Pasma, fiquei quieta, fui pela noite espiando de uma forma um pouco enviesada aquela fatia de lua iluminada por cima e por baixo – como nunca me dera conta de tal coisa? Cheguei ao restaurante, entrei, comi, sempre pensando em como nunca reparara naquilo. Já terminava de jantar quando quem se iluminou foi a minha alma: claro que não se podia ver sempre tal luminosidade, porque nem sempre lá por perto dos pólos havia algo tão irradiante! Há longos períodos de escuridão naquelas regiões – mas, com certeza, neste momento um dos pólos está explodindo de luminosidade! Não está lá perto o meu amor, aquele Príncipe que tem um Passarinho por dentro, aquele Ser Humano que possui dentro de si toda a luminosidade das estrelas? Claro está que a presença do meu amor nas proximidades de um pólo deve deixá-lo assim tão cheio de luz que a irradiação vai até à Lua!

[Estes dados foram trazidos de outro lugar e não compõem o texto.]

PR #39, opened 2017-04-27
Bugfix image compression

nsobadjiev:
# Information

We saw that there was not much change in the uploaded image's quality and size even after changing the JPEG compression level. We debugged that to the `ImageMetainformationManager`. When it was generating compressed images and injecting the EXIF data, there were two conversions between `UIImage` and `NSData`. After the first one, the compression level was lost. This resulted in images with the wrong compression level and it was also wasting processing time.

The fix was to switch to Core Image and compress and annotate the image with EXIF data all in one pass.

# How to test

Start debugging the example app and look at the console logs while uploading the images. The total size in KB should be printed just before the upload starts. To try different compression levels, change the `JPEGDefaultCompression` variable in `ImageMetainformationManager `

# Merge information

Automatic

### DIFF
--- a/Example/GiniVision/ScreenAPIViewController.swift
+++ b/Example/GiniVision/ScreenAPIViewController.swift
@@ -99,6 +99,7 @@ class ScreenAPIViewController: UIViewController {
         
         cancelAnalsyis()
         imageData = data
+        print("Analysing document with size \(Double(data.count) / 1024.0)")
         AnalysisManager.sharedManager.analyzeDocument(withImageData: data, cancelationToken: CancelationToken(), completion: { inner in
             do {
                 guard let response = try inner?(),
--- a/GiniVision/Classes/CameraViewController.swift
+++ b/GiniVision/Classes/CameraViewController.swift
@@ -241,7 +241,7 @@ public typealias CameraErrorBlock = (_ error: CameraError) -> ()
             if GiniConfiguration.DEBUG {
                 // Retrieve image from default image view to make sure image was set and therefor the correct states were checked before.
                 if let image = self.defaultImageView?.image,
-                   let imageData = UIImageJPEGRepresentation(image, 1) {
+                   let imageData = UIImageJPEGRepresentation(image, 0.2) {
                     self.successBlock?(imageData)
                 }
             }
@@ -252,9 +252,9 @@ public typealias CameraErrorBlock = (_ error: CameraError) -> ()
                 var imageData = try inner()
                 
                 // Set meta information in image
-                var manager = ImageMetaInformationManager(imageData: imageData)
+                let manager = ImageMetaInformationManager(imageData: imageData)
                 manager.filterMetaInformation()
-                if let richImageData = manager.imageData(withCompression: 0.2) {
+                if let richImageData = manager.imageData() {
                     imageData = richImageData
                 }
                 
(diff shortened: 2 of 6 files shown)


GiniVision/Classes/ImageMetaInformationManager.swift
```diff
@@ -226,20 +227,22 @@ internal struct ImageMetaInformationManager {
...
-            CGImageDestinationAddImageFromSource(destination, source, i, information as CFDictionary)
+        
+        let targetData = NSMutableData()
+        
+        let destination = CGImageDestinationCreateWithData(targetData, kUTTypeJPEG, 1, nil)!
+        let source = CGImageSourceCreateWithData(image as CFData, nil)
+        information.setValue(compression, forKey: kCGImageDestinationLossyCompressionQuality as String)
+        
+        let count = CGImageSourceGetCount(source!)
+        for _ in 0...count - 1 {
```
a-szotyori: I am pretty sure this iteration is not needed as the destination is created with an image count of 1. We ignore the loop counter and if the source has multiple images we add the first one multiple times to the destination. Don't know what happens in this case as destination was created with an image count of 1...

I think the source would contain in our case only one image* so the loop is unnecessary.

\* **BUT** If we are not sure we should do it as before: get the nr of images from the source, pass the nr to the destination and then add all the images from the source to the destination.

GiniVision/Classes/CameraViewController.swift
```diff
@@ -241,7 +241,7 @@ public typealias CameraErrorBlock = (_ error: CameraError) -> ()
             if GiniConfiguration.DEBUG {
                 // Retrieve image from default image view to make sure image was set and therefor the correct states were checked before.
                 if let image = self.defaultImageView?.image,
-                   let imageData = UIImageJPEGRepresentation(image, 1) {
+                   let imageData = UIImageJPEGRepresentation(image, 0.2) {
```
nsobadjiev: The camera framework doesn't compress the image, yes. However, if you look several lines down, where the real camera image is taken, it immediately passes through `ImageMetainfomationManager` which in turn compresses it. So leaving the `CameraViewController`, the image is always compressed. I changed it to 0.2 because it was a bit strange to see 1.5 MB images while debugging on the simulator.

GiniVision/Classes/ImageMetaInformationManager.swift
nsobadjiev: Yeah, I also thought it was useless, but finally left it just before committing, because it was there in the past. But since you also think it's useless, I'll just remove it to simplicity.

Example/GiniVision/ScreenAPIViewController.swift
```diff
@@ -99,6 +99,7 @@ class ScreenAPIViewController: UIViewController {
         
         cancelAnalsyis()
         imageData = data
+        print("Analysing document with size \(Double(data.count) / 1024.0)")
```
nsobadjiev: Unfortunately, this is how we log in the whole library. Which is an oversight - we need to come up with a proper logging solution. In the meantime, it would probably be annoying for customers to always see a log message about file sizes. I'll surround that with an if.

nsobadjiev: Oh, I just realised that this log message is not in the library, but in the example app. So some additional logging shouldn't be a problem.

E eu, aqui, nem ia prestar atenção! Se não tivesse ido jantar com os arqueólogos... Ah! Meu Passarinho luminoso, estou agora aqui a espiar pela janela e a mandar recadinhos para você através da luz que há do lado de baixo da Lua. Será que você os está recebendo?
• Escritora, historiadora e doutoranda em Geografia pela UFPR.
Eu também nunca vi tal detalhe. Vou passar a repará-lo.